La mort de Rimbaud

Un jour j’étais Poète et les mots me parlaient.
Je regardais l’étoile au dedans de ma tête
Et tout était si clair, et tout se révélait...
Maintenant, les ténèbres... la parole est muette.

Un jour j’étais Poète... Je ou l’Autre, peut-être...
Les mots coloriés tendaient leurs phrases offertes,
Le monde entier passait auprès de ma fenêtre
Et je le saisissais de mes deux mains ouvertes.

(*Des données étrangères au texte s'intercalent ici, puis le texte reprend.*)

PR #416, opened 2023-08-02
Integrate tools into trunk tools

laurit17:
there are...a lot of these

### DIFF
--- a/tools/act/plugin.yaml
+++ b/tools/act/plugin.yaml
@@ -1,0 +1,22 @@
+version: 0.1
+downloads:
+  - name: act
+    downloads:
+      - os:
+          linux: Linux
+          macos: Darwin
+        cpu:
+          x86_64: x86_64
+          arm_64: arm64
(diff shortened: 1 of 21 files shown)


tools/act/plugin.yaml
```diff
@@ -0,0 +1,22 @@
...
+          linux: Linux
+          macos: Darwin
+        cpu:
+          x86_64: x86_64
+          arm_64: arm64
+        url: https://github.com/nektos/act/releases/download/v${version}/act_${os}_${cpu}.tar.gz
+      - os:
+          windows: Windows
+        cpu:
+          arm_64: arm64
```
TylerJang27, line 15: They don't have an x86_64 download?

TylerJang27 (approved):
LGTM

tools/act/plugin.yaml
laurit17: not for that version - added a version specifier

Je pénétrais la trame des mots que je tissais
En impalpable fresque aux fils de harpe et eau
Où j’écoutais chanter les nuages... qui sait...
J’ai cisaillé les cordes de mon écheveau.

Oui ! Alliant la frêle harmonie des voyelles
Aux sons pleins et profonds des plus riches consonnes,
J’avais capté le chant de l’âme originelle
Et déchiffré sa voix que n’entendait personne...

J’éclaboussais mes mots d’odeurs, de bruits, d’images
Qui condensaient leur goût multiple en un seul sens...
Mage, je détenais le prodigieux langage
De l’Univers cristallisé dans mes essences...

Un jour
J’ai vu le jour tel qu’il est :
Quotidien.
Un jour
J’ai vu le monde comme il est :
Ancien.

Mes yeux se sont fermés à l’au-delà des choses.
Ma parole a tari son inutile glose.
Puis j’ai soufflé l’étoile consumant l’absence
Et j’ai éteint mes mots. Le noir et le silence.